Fire crews battled blazes still burning Saturday from wildfires that ravaged parts of Maui as teams with cadaver dogs combed through the rubble in an intensifying search for the missing.
Firefighters were making progress, but three main wildfires that ignited Tuesday and left 80 people dead and thousands of buildings torched were still not extinguished: The Lahaina fire was 85% contained, the Pulehu/Kihei fire 80%, and the Upcountry Maui fire 50% as of late Friday.
Another fire that prompted evacuations in the Kaanapali area of West Maui on Friday evening was 100% contained within a few hours and evacuation orders were canceled, officials said.
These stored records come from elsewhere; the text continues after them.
PR #975, opened 2023-09-19
EL-1134: Show negative numbers and replace blank fields with zeroes

patrick-laa:
[Jira ticket](https://dsdmoj.atlassian.net/browse/EL-1134)

## What changed and why

* Show negative numbers if we have them
* If an entire _section_ is irrelevant we skip it, otherwise we fill in every field with a zero if we don't have an actual value for it

## Guidance to review

I'm taking a new approach after discussion with Will on #958.

## Checklist


app/lib/controlled_work_mappings/cw5_header.yml
```diff
@@ -21,325 +21,389 @@
...
 # Rent / Partner
 - name: FillText38
   type: text
+  section: partner_income
   source: partner_rent
 
 # Dependents' allowances / Partner
 - name: FillText39
   type: text
+  section: income
```
HettieS, line 316: should this be `partner_income`?

HettieS (commented):
This looks great, just one small error I think.

Have tried to follow the thread on this one as know there was a lot of discussion - just want to check that in `def skip?` where we use our `Steps::Helper` to know whether to skip a section, this is acceptable and we don't need to add zeros for any scenarios? I'm just trying to think if there could be any cases where we would want zeros instead of a blank field.

app/lib/controlled_work_mappings/cw5_header.yml
patrick-laa: @HettieS I don't think it should. The partner allowance is not in the partner section, it's in the client section. If the client doesn't have a partner I don't think it should be left blank, I think it should be zero (in the same way that if the client doesn't have child dependants the child dependant field is left zero).

Conceptually, it's because  if the client doesn't have a partner, "How much partner allowance does the client get?" is still a meaningful question, while, for example, "What are the partner's gross monthly earnings?" is not.

patrick-laa:
@HettieS my understanding is that where a section is explicitly skipped, we don't want to fill in _anything_ in that section. If it's not explicitly skipped, we want to fill in _everything_ in that section.

Although thinking this through did reveal a bug - we want to skip the income section if the client receives a passporting benefit. But we passporting benefit question itself needs to not be skipped. I had had it marked as inside the income section, but while it is visually, conceptually it's in its own section, one that is only skipped if the client receives asylum support.

app/lib/controlled_work_mappings/cw5_header.yml
HettieS: Ooooh I see. My mistake for not looking at the forms properly. I noticed for partner dependant allowance, in some forms you have `partner_income` and others you have `income` - so on cw5 it's `income` and in cw2 it is `partner_income` for example. I'm just looking at the forms trying to work it out....

patrick-laa: Ohhh, my bad, so yeah, I got it wrong on CW2. Fixing now.

HettieS (approved):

As the sun rose in Kihei on Saturday, the sky was filled with the smell of smoke. On the highway into Lahaina, a historic town decimated by the fires, cars, trucks, and buses laden with supplies ignored signs to keep off the median as they tried to bypass the traffic jam ahead of a road blockade.
Residents who were allowed to return to Lahaina on Friday were met with charred remains, demolished homes and businesses, and a changed landscape, including the loss of dozens of their neighbors. But police on Saturday were once again restricting access into West Maui, warning people to stay out of the area because of hazards, including toxic particles from smoldering areas.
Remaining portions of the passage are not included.